China and Hong Kong stocks rose on Friday, led by property shares, as China Evergrande Group unexpectedly supplied funds for a bond interest payment, while comments from the banking regulator also underpinned the property market.

The company missed an $83.5m payment last month, triggering a 30-day grace period set to expire on Saturday.

Evergrande has supplied funds to pay interest on a U.S. dollar bond, a person with direct knowledge of the matter told Reuters on Friday, days before a deadline that would have seen the developer plunge into formal default.

News of the remittance will likely bring relief to investors and regulators worried about a default’s wider fallout in global financial markets, adding to reassurance from Chinese officials who have said creditors’ interests would be protected.

Energy and mining shares, however, dropped as coal futures extended losses after Beijing signalled it would intervene to cool surging prices that contributed to the country's electricity shortage.

China's blue-chip CSI300 index ended 0.6% higher, while the Shanghai Composite Index erased earlier gains to close the session 0.3% lower. Hong Kong's Hang Seng index gained 0.4%.

In the short term, we believe the interest repayment should provide a fillip to Chinese risk assets, including the yuan and Chinese equities, said Wei Liang Chang, Macro Strategist at DBS Bank, Singapore.

Evergrande default risks, though not dissipated, have likely been deferred for some time, Chang said.
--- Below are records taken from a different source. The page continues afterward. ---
PR #2028, opened 2024-05-10
RUM-4103 add telemetry to detect uncovered View/Drawable in Session Replay

xgouchet:
### What does this PR do?

Adds some telemetry when a View or Drawable cannot be converted into Session Replay data.

### Motivation

We need to better understand the UI features used by our customer that we don't have support of yet.

### DIFF
--- a/features/dd-sdk-android-session-replay/src/test/kotlin/com/datadog/android/sessionreplay/internal/recorder/TreeViewTraversalTest.kt
+++ b/features/dd-sdk-android-session-replay/src/test/kotlin/com/datadog/android/sessionreplay/internal/recorder/TreeViewTraversalTest.kt
@@ -16,6 +16,7 @@ import android.widget.LinearLayout
 import android.widget.RadioButton
 import android.widget.TextView
 import androidx.drawerlayout.widget.DrawerLayout
+import com.datadog.android.api.InternalLogger
 import com.datadog.android.sessionreplay.MapperTypeWrapper
 import com.datadog.android.sessionreplay.forge.ForgeConfigurator
 import com.datadog.android.sessionreplay.internal.async.RecordedDataQueueRefs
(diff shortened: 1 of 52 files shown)


features/dd-sdk-android-session-replay/src/test/kotlin/com/datadog/android/sessionreplay/internal/recorder/TreeViewTraversalTest.kt
```diff
@@ -131,28 +138,55 @@ internal class TreeViewTraversalTest {
     @Test
     fun `M default to view mapper and continue W traverse { mapper for view type not provided }`(
```
jonathanmos, line 139: I think the description for this test may be wrong, since this test is traversing a single view

jonathanmos (approved):

features/dd-sdk-android-session-replay-material/src/main/kotlin/com/datadog/android/sessionreplay/material/MaterialExtensionSupport.kt
```diff
@@ -29,7 +30,7 @@ class MaterialExtensionSupport : ExtensionSupport {
     private val viewIdentifierResolver: ViewIdentifierResolver = DefaultViewIdentifierResolver
     private val colorStringFormatter: ColorStringFormatter = DefaultColorStringFormatter
     private val viewBoundsResolver: ViewBoundsResolver = DefaultViewBoundsResolver
-    private val drawableToColorMapper: DrawableToColorMapper = DrawableToColorMapper.getDefault()
+    private val drawableToColorMapper: DrawableToColorMapper = DrawableToColorMapper.getDefault(InternalLogger.UNBOUND)
```
0xnm, line 33: It means no telemetry will be sent for this one, because `InternalLogger.UNBOUND` is not bound to any SDK instance (and hence to the RUM feature). Is it supposed to be like that?

0xnm (approved):

features/dd-sdk-android-session-replay-material/src/main/kotlin/com/datadog/android/sessionreplay/material/MaterialExtensionSupport.kt
xgouchet: Good point thanks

Sentiment in the sector, which had been badly hurt by Evergrande's debt crisis, also recovered after China's banking regulator on Thursday urged lenders to fulfil credit needs for basic demand and support mortgage lending to first-home buyers.

We note regulators have softened tones to prevent over-tightening on property, and witness marginally easing measures on property-related loans, Citi said in a research note, expecting the mortgage rate in certain regions to fall over time.